It was not uncommon for Megan to drop by unannounced, but my apartment was a mess and her sister was dead on the couch. It was complicated, and about to get worse.
Samantha was a year older than Megan, with dark brown hair instead of blonde -- natural, not from a bottle. Megan liked imported beer and bloody steak. Samantha drank bottled water and sorted her trash into separate bins for recycling. The last place in the world Megan would expect to find her sister would have to be in my apartment.
The look on her face when the chain caught the door was priceless. Like the bewildered look of a toddler the first time his mother spats his bottom.
“What’s with the chain?”
My brain scrambled for an excuse she would buy. I stuttered something about needing to clean up the place, which was an understatement. She rolled her eyes and sighed.
“Open the door already. This is rude.”
She was wrong. It was survival. Megan dabbled in karate. I’m pretty sure she hadn’t earned a belt but I’d seen her break a man’s arm in a bar one time because he spilled his beer down her back. My fighting experience began and ended in the third grade when I got my eye blacked by Hector Gonzales because I called him a wetback.
Inspiration struck. I leaned into the security chain and whispered: “Beat it. I’ve got a chick in here.”
She laughed. “A chick?” She pushed the door again and made the chain snap tight. “Stop kidding around and open the door. I think something’s happened to Sam.”
My blood ran cold, like ice water, through my veins. I know that’s a platitude but it actually felt that way. First my chest went cold, then up the back of my neck like a chill. Had she been paying attention she would’ve seen the horror in my eyes.

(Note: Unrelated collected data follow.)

PR #1637, opened 2021-11-22
Migrate sriov_interrupts_change case and sriov_iperf_stress case.

LiliDeng:
See commits message as details.

### DIFF
--- a/lisa/sut_orchestrator/azure/features.py
+++ b/lisa/sut_orchestrator/azure/features.py
@@ -9,6 +9,7 @@ from typing import TYPE_CHECKING, Any, Dict, List, Optional, Tuple, Type, cast
 
 import requests
 from assertpy import assert_that
+from azure.mgmt.compute.models import NetworkInterfaceReference  # type: ignore
 from dataclasses_json import dataclass_json
 from PIL import Image, UnidentifiedImageError
 
@@ -170,6 +171,18 @@ class NetworkInterface(AzureFeatureMixin, features.NetworkInterface):
         super()._initialize(*args, **kwargs)
         self._initialize_information(self._node)
 
+    def _get_primary(
+        self, nics: List[NetworkInterfaceReference]
+    ) -> NetworkInterfaceReference:
+        found_primary = False
+        for nic in nics:
+            if nic.primary:
+                found_primary = True
+                break
+        if not found_primary:
+            raise LisaException(f"fail to find primary nic for vm {self._node.name}")
+        return nic
+
     def _switch_sriov(self, enable: bool) -> None:
         azure_platform: AzurePlatform = self._platform  # type: ignore
         network_client = get_network_client(azure_platform)
@@ -217,13 +230,7 @@ class NetworkInterface(AzureFeatureMixin, features.NetworkInterface):
         vm = compute_client.virtual_machines.get(
             self._resource_group_name, self._node.name
         )
-        found_primary = False
-        for nic in vm.network_profile.network_interfaces:
-            if nic.primary:
-                found_primary = True
-                break
-        if not found_primary:
-            raise LisaException(f"fail to find primary nic for vm {self._node.name}")
+        nic = self._get_primary(vm.network_profile.network_interfaces)
         nic_name = nic.id.split("/")[-1]
         primary_nic = network_client.network_interfaces.get(
             self._resource_group_name, nic_name
@@ -257,13 +264,7 @@ class NetworkInterface(AzureFeatureMixin, features.NetworkInterface):
                 f"nic count after add extra nics is {nic_count_after_add_extra},"
                 f" it exceeds the vm size's capability {node_capability_nic_count}."
             )
-        found_primary = False
-        for nic in vm.network_profile.network_interfaces:
-            if nic.primary:
-                found_primary = True
-                break
-        if not found_primary:
-            raise LisaException(f"fail to find primary nic for vm {self._node.name}")
+        nic = self._get_primary(vm.network_profile.network_interfaces)
         nic_name = nic.id.split("/")[-1]
         primary_nic = network_client.network_interfaces.get(
             self._resource_group_name, nic_name
@@ -312,6 +313,37 @@ class NetworkInterface(AzureFeatureMixin, features.NetworkInterface):
             },
         )
         self._log.debug(f"attach the nics into VM {self._node.name} successfully.")
+        startstop.start()
+
+    def remove_extra_nics(self) -> None:
+        azure_platform: AzurePlatform = self._platform  # type: ignore
+        network_client = get_network_client(azure_platform)
+        compute_client = get_compute_client(azure_platform)
+        vm = compute_client.virtual_machines.get(
+            self._resource_group_name, self._node.name
+        )
+        if len(vm.network_profile.network_interfaces) == 1:
+            self._log.debug("No existed extra nics can be disassociated.")
+            return
+        nic = self._get_primary(vm.network_profile.network_interfaces)
+        nic_name = nic.id.split("/")[-1]
+        primary_nic = network_client.network_interfaces.get(
+            self._resource_group_name, nic_name
+        )
+        network_interfaces_section = []
+        network_interfaces_section.append({"id": primary_nic.id, "primary": True})
+        startstop = self._node.features[StartStop]
+        startstop.stop()
+        compute_client.virtual_machines.begin_update(
+            resource_group_name=self._resource_group_name,
+            vm_name=self._node.name,
+            parameters={
+                "network_profile": {"network_interfaces": network_interfaces_section},
+            },
+        )
+        self._log.debug(
+            f"Only associated nic {primary_nic.id} into VM {self._node.name}."
+        )
         startstop.start()
 
     def reload_module(self) -> None:
--- a/lisa/tools/interrupt_inspector.py
+++ b/lisa/tools/interrupt_inspector.py
@@ -1,0 +1,120 @@
+# Copyright (c) Microsoft Corporation.
+# Licensed under the MIT license.
+
+from __future__ import annotations
+
+import re
+from typing import Dict, List
+
+from lisa.executable import Tool
+from lisa.tools import Cat
+
+
+class Interrupt:
+    irq_number: str
+    cpu_counter: List[int]
+    metadata: str
+    counter_sum: int
+
+    def __init__(
+        self,
+        irq_number: str,
+        cpu_counter: List[int],
+        counter_sum: int,
+        metadata: str = "",
+    ) -> None:
+        self.irq_number = irq_number
+        self.cpu_counter = cpu_counter
+        self.metadata = metadata
+        self.counter_sum = counter_sum
+
+    def __str__(self) -> str:
+        return (
+            f"irq_number : {self.irq_number}, "
+            f"count : {self.cpu_counter}, "
+            f"metadata : {self.metadata}"
+            f"sum : {self.counter_sum}"
+        )
+
+    def __repr__(self) -> str:
+        return self.__str__()
+
+
+class InterruptInspector(Tool):
+    # 0:         22          0  IR-IO-APIC   2-edge      timer
+    _interrupt_regex = re.compile(
+        r"^\s*(?P<irq_number>\S+):\s+(?P<cpu_counter>[\d+ ]+)\s*(?P<metadata>.*)$"
+    )
+
+    @property
+    def command(self) -> str:
+        return "cat /proc/interrupts"
+
+    @property
+    def can_install(self) -> bool:
+        return False
+
+    def get_interrupt_data(self) -> List[Interrupt]:
+        # Run cat /proc/interrupts. The output is of the form :
+        #          CPU0       CPU1
+        # 0:         22          0  IR-IO-APIC   2-edge      timer
+        # 1:          2          0  IR-IO-APIC   1-edge      i8042
+        # ERR:        0
+        # The first column refers to the IRQ number. The next column contains
+        # number of interrupts per IRQ for each CPU in the system. The remaining
+        # column report the metadata about interrupts, including type of interrupt,
+        # device etc. This is variable for each distro.
+        # Note : Some IRQ numbers have single entry because they're not actually
+        # CPU stats, but events count belonging to the IO-APIC controller. For
+        # example, `ERR` is incremented in the case of errors in the IO-APIC bus.
+        result = (
+            self.node.tools[Cat]
+            .run("/proc/interrupts", sudo=True, force_run=True)
+            .stdout
+        )
+        mappings_with_header = result.splitlines(keepends=False)
+        mappings = mappings_with_header[1:]
+        assert len(mappings) > 0
+
+        interrupts = []
+        for line in mappings:
+            matched = self._interrupt_regex.fullmatch(line)
+            assert matched
+            cpu_counter = [int(count) for count in matched.group("cpu_counter").split()]
+            counter_sum = sum([int(x) for x in cpu_counter])
+            interrupts.append(
+                Interrupt(
+                    irq_number=matched.group("irq_number"),
+                    cpu_counter=cpu_counter,
+                    counter_sum=counter_sum,
+                    metadata=matched.group("metadata"),
+                )
+            )
+
+        return interrupts
+
+    def sum_cpu_counter_by_irqs(self, pci_slot: str) -> List[Dict[str, int]]:
+        interrupts_sum_by_irqs: List[Dict[str, int]] = []
+        interrupts = self.get_interrupt_data()
+        matched_interrupts = [x for x in interrupts if pci_slot in x.metadata]
+        for interrupt in matched_interrupts:
+            interrupts_sum_by_irqs.append({interrupt.irq_number: interrupt.counter_sum})
+        return interrupts_sum_by_irqs
+
+    def sum_cpu_counter_by_index(self, pci_slot: str) -> Dict[int, int]:
+        interrupts_sum_by_cpus: Dict[int, int] = {}
+        interrupts = self.get_interrupt_data()
+        matched_interrupts = [x for x in interrupts if pci_slot in x.metadata]
+        for cpu_index in range(0, len(matched_interrupts[0].cpu_counter)):
+            interrupts_sum_by_cpus[cpu_index] = self._get_sum_of_interrupt_data_per_cpu(
+                matched_interrupts, cpu_index
+            )
+        return interrupts_sum_by_cpus
+
+    def _get_sum_of_interrupt_data_per_cpu(
+        self, interrupts: List[Interrupt], index: int
+    ) -> int:
+        sum = 0
+        for interrupt in interrupts:
+            sum += interrupt.cpu_counter[index]
+        return sum
--- a/microsoft/testsuites/network/sriov.py
+++ b/microsoft/testsuites/network/sriov.py
@@ -30,6 +30,7 @@ from .common import (
     cleanup_iperf3,
     initialize_nic_info,
     load_module,
+    remove_extra_nics,
     remove_module,
     sriov_basic_test,
     sriov_vf_connection_test,
@@ -271,7 +272,6 @@ class Sriov(TestSuite):
         2. Do the basic sriov testing.
         """,
         priority=2,
-        use_new_environment=True,
         requirement=simple_requirement(
             network_interface=schema.NetworkInterfaceOptionSettings(
                 data_path=schema.NetworkDataPath.Sriov,
@@ -310,7 +310,6 @@ class Sriov(TestSuite):
         2. Do the basic sriov testing.
         """,
         priority=2,
-        use_new_environment=True,
         requirement=simple_requirement(
             min_nic_count=8,
             network_interface=features.Sriov(),
@@ -631,3 +630,4 @@ class Sriov(TestSuite):
     def after_case(self, log: Logger, **kwargs: Any) -> None:
         environment: Environment = kwargs.pop("environment")
         cleanup_iperf3(environment)
+        remove_extra_nics(environment)
--- a/microsoft/testsuites/network/sriov.py
+++ b/microsoft/testsuites/network/sriov.py
@@ -1,29 +1,40 @@
 # Copyright (c) Microsoft Corporation.
 # Licensed under the MIT license.
 from pathlib import Path
-from typing import Any, Dict, List, cast
+from typing import Any, Dict, cast
 
 from assertpy import assert_that
 
 from lisa import (
     Environment,
     Logger,
-    Node,
     RemoteNode,
     TcpConnetionException,
     TestCaseMetadata,
     TestSuite,
     TestSuiteMetadata,
+    features,
+    node_requirement,
     schema,
     search_space,
     simple_requirement,
 )
 from lisa.features import NetworkInterface, SerialConsole
-from lisa.nic import NicInfo, Nics
+from lisa.nic import NicInfo
 from lisa.sut_orchestrator import AZURE, READY
-from lisa.tools import Cat, Ethtool, Firewall, Iperf3, Kill, Lsmod, Lspci, Modprobe, Ssh
+from lisa.tools import Cat, Ethtool, InterruptInspector, Iperf3, Lspci
 from lisa.util import SkippedException, constants
 from lisa.util.shell import wait_tcp_port_ready
+
+from .common import (
+    cleanup_iperf3,
+    initialize_nic_info,
+    load_module,
+    remove_module,
+    sriov_basic_test,
+    sriov_vf_connection_test,
+    stop_firewall,
+)
 
 
 @TestSuiteMetadata(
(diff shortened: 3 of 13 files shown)


lisa/interrupts.py
```diff
@@ -0,0 +1,109 @@
...
+from __future__ import annotations
+
+import re
+from typing import Dict, List
+
+from lisa import Node
+from lisa.tools import Cat
+
+
+class Interrupt:
```
squirrelsc: How about make it like a tool?

lisa/interrupts.py
```diff
@@ -0,0 +1,109 @@
...
+            f"irq_number : {self.irq_number}, "
+            f"count : {self.interrupt_count}, "
+            f"metadata : {self.metadata}"
+        )
+
+    def __repr__(self) -> str:
+        return self.__str__()
+
+    @staticmethod
+    def get_interrupt_data(node: Node) -> List[Interrupt]:
```
squirrelsc: Create a `InterruptInspector` tool, and return the `Interrupt` objects. It's confusing to put the collection operations into the single item class.

lisa/interrupts.py
```diff
@@ -0,0 +1,109 @@
...
+                Interrupt(
+                    irq_number=matched.group("irq_number"),
+                    interrupt_count=interrupt_count,
+                    metadata=matched.group("metadata"),
+                )
+            )
+        return interrupts
+
+    @staticmethod
+    def get_sum_of_interrupt_data_by_irqs(
```
squirrelsc, line 77: This can be a value in each interrupt, and calculated when get the data.

lisa/interrupts.py
```diff
@@ -0,0 +1,109 @@
...
+        node: Node, pci_slot: str
+    ) -> List[Dict[str, int]]:
+        interrupts_sum_by_irqs: List[Dict[str, int]] = []
+        interrupts = Interrupt.get_interrupt_data(node)
+        matched_interrupts = [x for x in interrupts if pci_slot in x.metadata]
+        for interrupt in matched_interrupts:
+            interrupts_sum_by_irqs.append(
+                {interrupt.irq_number: sum([int(x) for x in interrupt.interrupt_count])}
```
squirrelsc: This can be a value in each interrupt, and calculated when get the data.

lisa/interrupts.py
```diff
@@ -0,0 +1,109 @@
...
+        for cpu_index in range(0, len(matched_interrupts[0].interrupt_count)):
+            interrupts_sum_by_cpus[
+                cpu_index
+            ] = Interrupt.get_sum_of_interrupt_data_per_cpu(
+                matched_interrupts, cpu_index
+            )
+        return interrupts_sum_by_cpus
+
+    @staticmethod
+    def get_sum_of_interrupt_data_per_cpu(
```
squirrelsc: This is used internally, it doesn't need to be public.

microsoft/testsuites/network/sriov.py
```diff
@@ -542,6 +544,158 @@ def sriov_ethtool_offload_setting(self, environment: Environment) -> None:
         )
         assert_that(iperf_log).does_not_contain("error")
 
+    @TestCaseMetadata(
+        description="""
+        This case is to verify interrupts count increased after network traiffic
```
squirrelsc: typo traiffic -> traffic

microsoft/testsuites/network/sriov.py
```diff
@@ -542,6 +544,158 @@ def sriov_ethtool_offload_setting(self, environment: Environment) -> None:
...
+        7. Compare interrupts changes, expected to see interrupts increased.
+        """,
+        priority=2,
+        timeout=1200,
+        requirement=node_requirement(
+            node=schema.NodeSpace(
+                node_count=2,
+                core_count=search_space.IntRange(min=8, max=16),
+                network_interface=schema.NetworkInterfaceOptionSettings(
+                    nic_count=search_space.IntRange(min=1, max=8),
```
squirrelsc: This rule is not necessary. It almost allows all nic count.

microsoft/testsuites/network/sriov.py
```diff
@@ -542,6 +544,158 @@ def sriov_ethtool_offload_setting(self, environment: Environment) -> None:
...
+        5. Compare interrupts changes, expected to see interrupts increased.
+        6. Get final interrupts sum per cpu on client node.
+        7. Compare interrupts changes, expected to see interrupts increased.
+        """,
+        priority=2,
+        timeout=1200,
+        requirement=node_requirement(
+            node=schema.NodeSpace(
+                node_count=2,
+                core_count=search_space.IntRange(min=8, max=16),
```
squirrelsc, line 548: What's the reason to limit core count between 8 and 16? If there is any reason, add it in test spec.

“Samantha? What makes you think something’s wrong?” My voice cracked, but she didn’t seem to notice.
“She didn’t come home last night. Open the door, dork. You’re starting to piss me off.”
“Really Megan, I’ve got company. Samantha probably just got lucky last night. She’s probably home already.”
“Getting lucky for Sam means finding a good spot for another compost pile.” She tried to peep through the crack in the door. “I don’t see anybody in there.”
“She’s in the bedroom. Now can you go away?”
“If you don’t open this door I’m calling the cops.”
“No!” The word flew out on its own. It’d be just like Megan to call the cops as a joke. Wouldn’t that be a hoot? In they’d walk and there’d be Samantha on the couch staring up at them with her big brown eyes through a clear plastic bag.
“Ohhhhh,” she said, like she had just uncovered a secret. “A hooker? Really? If you’re that desperate all you had to do say so. You’re a dork but you don’t look half bad.”
“Thanks … I think … but I really wish you’d let me finish this.”
“Hourly rates suck, huh? Okay, I’ll go, but finish your business and call me. I’m really worried about Sam.”
“I’ll hurry. I promise.”
She couldn’t resist a parting shot: “I’m sure you will.”
At last she left. I closed the door and set the deadbolt. Samantha hadn’t gone anywhere, of course, and that had to change soon or Megan would be back. The problem was where to take her and how to get her out of the apartment building without my neighbors seeing. You don’t just throw a dead body over your shoulder and waltz down two flights of stairs then toss it into the trunk of a Chevy Impala. What I needed was a plan. I’d been flying by the seat of my pants since midnight and it hadn’t been working out so well.
I stood looking down at her on the couch. She lay on her back with one arm dangling so the knuckles rested against the beige carpet. The other arm rested on her chest with the thumb caught underneath the plastic bag at her throat. Her face was frozen in horror, like a snapshot, eyes wide and bloodshot. I didn’t remember them being bloodshot before. Perhaps, like me, she was exhausted and ready to put this sordid affair behind us. She wore a banana yellow blouse and orange tennis shorts. Her legs were toned and tan. Sam was hot. Hotter than her sister by half, but she never seemed to know what to do with it.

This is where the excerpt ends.